Data for analysis:
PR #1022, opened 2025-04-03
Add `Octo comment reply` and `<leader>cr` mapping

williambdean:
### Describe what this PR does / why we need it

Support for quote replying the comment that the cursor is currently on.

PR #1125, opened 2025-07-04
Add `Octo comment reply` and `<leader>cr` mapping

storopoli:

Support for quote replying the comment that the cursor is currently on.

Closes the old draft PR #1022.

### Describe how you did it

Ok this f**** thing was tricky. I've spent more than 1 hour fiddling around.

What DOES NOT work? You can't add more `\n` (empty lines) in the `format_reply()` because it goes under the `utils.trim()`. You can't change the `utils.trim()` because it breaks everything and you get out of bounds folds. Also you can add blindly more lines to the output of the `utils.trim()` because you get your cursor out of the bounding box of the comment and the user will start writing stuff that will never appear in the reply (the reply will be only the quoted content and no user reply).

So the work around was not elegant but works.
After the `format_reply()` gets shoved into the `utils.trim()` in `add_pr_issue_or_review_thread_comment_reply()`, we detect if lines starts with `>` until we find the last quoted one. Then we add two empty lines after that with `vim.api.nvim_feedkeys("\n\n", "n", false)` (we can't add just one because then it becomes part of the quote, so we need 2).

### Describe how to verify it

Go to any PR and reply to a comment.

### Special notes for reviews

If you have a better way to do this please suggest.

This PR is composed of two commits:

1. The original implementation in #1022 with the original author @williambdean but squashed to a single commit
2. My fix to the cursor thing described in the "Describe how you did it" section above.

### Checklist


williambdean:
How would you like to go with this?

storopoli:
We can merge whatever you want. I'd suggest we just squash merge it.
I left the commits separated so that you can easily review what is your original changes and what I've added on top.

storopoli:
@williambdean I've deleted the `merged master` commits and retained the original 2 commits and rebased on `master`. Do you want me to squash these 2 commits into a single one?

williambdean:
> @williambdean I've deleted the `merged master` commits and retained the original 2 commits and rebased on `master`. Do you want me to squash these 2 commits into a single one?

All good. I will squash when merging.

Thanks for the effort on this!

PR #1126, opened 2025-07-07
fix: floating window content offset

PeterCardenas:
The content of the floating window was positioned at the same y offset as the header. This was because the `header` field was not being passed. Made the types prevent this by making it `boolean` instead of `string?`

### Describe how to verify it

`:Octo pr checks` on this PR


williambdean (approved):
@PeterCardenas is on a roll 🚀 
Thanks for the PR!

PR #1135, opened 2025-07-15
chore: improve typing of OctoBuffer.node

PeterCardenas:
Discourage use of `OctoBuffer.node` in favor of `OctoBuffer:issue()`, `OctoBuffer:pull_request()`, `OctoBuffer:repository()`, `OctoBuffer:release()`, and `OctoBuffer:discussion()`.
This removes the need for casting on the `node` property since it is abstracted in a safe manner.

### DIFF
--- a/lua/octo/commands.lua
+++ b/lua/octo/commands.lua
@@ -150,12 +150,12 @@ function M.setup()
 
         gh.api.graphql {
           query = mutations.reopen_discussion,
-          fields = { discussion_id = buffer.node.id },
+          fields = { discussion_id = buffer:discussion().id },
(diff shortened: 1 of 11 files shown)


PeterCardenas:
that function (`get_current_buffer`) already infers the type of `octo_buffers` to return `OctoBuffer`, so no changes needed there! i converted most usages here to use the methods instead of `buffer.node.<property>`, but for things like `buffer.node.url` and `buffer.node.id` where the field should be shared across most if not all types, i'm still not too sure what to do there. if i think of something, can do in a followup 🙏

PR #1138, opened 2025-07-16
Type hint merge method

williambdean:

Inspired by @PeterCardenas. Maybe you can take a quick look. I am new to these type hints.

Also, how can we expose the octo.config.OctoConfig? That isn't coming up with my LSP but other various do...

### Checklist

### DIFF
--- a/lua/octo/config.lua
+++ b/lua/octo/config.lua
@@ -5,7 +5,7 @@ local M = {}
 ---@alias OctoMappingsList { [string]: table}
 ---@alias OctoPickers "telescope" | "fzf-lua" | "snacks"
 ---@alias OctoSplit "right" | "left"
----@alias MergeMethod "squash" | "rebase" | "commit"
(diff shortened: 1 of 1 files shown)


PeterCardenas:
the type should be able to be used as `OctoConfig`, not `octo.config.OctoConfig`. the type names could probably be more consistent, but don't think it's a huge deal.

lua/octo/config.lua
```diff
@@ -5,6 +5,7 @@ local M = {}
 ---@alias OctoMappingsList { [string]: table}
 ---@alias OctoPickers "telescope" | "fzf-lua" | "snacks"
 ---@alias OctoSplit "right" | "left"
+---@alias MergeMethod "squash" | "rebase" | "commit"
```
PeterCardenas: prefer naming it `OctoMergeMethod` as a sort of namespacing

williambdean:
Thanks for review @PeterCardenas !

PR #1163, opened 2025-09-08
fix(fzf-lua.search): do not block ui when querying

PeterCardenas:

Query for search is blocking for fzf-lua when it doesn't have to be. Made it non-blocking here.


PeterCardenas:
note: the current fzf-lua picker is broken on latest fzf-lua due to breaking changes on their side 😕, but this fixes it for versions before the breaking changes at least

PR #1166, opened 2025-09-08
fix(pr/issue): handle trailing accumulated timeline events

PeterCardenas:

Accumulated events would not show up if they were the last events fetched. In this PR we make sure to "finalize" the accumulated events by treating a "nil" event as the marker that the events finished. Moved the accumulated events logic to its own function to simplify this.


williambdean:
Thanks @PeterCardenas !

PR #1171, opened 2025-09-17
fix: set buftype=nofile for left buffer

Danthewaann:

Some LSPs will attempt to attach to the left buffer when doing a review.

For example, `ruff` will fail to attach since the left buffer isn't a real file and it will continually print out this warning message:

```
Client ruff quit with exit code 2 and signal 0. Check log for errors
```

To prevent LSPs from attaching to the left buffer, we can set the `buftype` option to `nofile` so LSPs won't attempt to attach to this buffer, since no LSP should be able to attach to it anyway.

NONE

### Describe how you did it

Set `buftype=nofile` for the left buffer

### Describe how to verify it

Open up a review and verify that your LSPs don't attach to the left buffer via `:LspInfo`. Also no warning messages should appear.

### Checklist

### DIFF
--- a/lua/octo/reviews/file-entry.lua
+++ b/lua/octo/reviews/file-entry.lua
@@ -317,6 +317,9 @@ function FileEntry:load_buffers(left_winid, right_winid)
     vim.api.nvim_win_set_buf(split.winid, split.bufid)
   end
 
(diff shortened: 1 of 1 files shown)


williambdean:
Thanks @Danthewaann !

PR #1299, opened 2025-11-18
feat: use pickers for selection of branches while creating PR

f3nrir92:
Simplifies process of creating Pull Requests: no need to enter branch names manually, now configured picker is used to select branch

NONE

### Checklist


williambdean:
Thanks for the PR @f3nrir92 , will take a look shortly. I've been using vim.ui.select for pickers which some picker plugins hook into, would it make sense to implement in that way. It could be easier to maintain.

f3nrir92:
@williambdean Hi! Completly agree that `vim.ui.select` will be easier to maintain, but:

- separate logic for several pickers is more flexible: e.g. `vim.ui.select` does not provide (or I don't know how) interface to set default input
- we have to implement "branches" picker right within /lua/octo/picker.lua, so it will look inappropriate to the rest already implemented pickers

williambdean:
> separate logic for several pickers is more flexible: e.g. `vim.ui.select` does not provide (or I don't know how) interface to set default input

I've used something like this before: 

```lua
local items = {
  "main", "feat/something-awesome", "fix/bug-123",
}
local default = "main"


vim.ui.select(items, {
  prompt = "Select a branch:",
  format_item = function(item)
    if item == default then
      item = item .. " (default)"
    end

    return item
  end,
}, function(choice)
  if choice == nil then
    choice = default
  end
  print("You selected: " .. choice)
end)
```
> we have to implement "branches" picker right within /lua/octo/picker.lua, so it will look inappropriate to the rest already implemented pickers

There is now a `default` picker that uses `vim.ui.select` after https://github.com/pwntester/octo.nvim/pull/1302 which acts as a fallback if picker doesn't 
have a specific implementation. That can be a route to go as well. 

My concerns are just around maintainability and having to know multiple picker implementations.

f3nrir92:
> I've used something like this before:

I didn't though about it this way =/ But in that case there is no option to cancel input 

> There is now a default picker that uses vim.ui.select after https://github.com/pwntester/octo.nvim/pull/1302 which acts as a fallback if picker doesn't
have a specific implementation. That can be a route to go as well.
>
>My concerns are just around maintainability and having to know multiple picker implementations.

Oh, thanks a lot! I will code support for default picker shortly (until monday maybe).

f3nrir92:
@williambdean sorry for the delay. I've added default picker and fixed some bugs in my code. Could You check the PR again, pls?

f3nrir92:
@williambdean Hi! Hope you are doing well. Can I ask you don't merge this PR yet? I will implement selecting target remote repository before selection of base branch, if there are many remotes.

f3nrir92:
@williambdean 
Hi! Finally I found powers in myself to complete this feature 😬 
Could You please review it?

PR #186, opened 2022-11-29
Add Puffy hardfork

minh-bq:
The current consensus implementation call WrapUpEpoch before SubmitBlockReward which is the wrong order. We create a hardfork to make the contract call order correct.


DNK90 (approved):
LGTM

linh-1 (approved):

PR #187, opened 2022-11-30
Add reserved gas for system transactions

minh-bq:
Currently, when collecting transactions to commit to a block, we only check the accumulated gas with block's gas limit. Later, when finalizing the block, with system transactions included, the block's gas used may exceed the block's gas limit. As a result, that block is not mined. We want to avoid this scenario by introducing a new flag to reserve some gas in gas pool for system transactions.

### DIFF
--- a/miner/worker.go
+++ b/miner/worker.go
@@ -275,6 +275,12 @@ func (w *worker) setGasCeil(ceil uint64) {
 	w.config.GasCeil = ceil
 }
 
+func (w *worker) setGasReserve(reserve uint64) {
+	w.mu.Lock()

Work request:
Reading through the records above, report each line in which the string "types" is found.

Exercise answer:
The content of the floating window was positioned at the same y offset as the header. This was because the `header` field was not being passed. Made the types prevent this by making it `boolean` instead of `string?`
that function (`get_current_buffer`) already infers the type of `octo_buffers` to return `OctoBuffer`, so no changes needed there! i converted most usages here to use the methods instead of `buffer.node.<property>`, but for things like `buffer.node.url` and `buffer.node.id` where the field should be shared across most if not all types, i'm still not too sure what to do there. if i think of something, can do in a followup 🙏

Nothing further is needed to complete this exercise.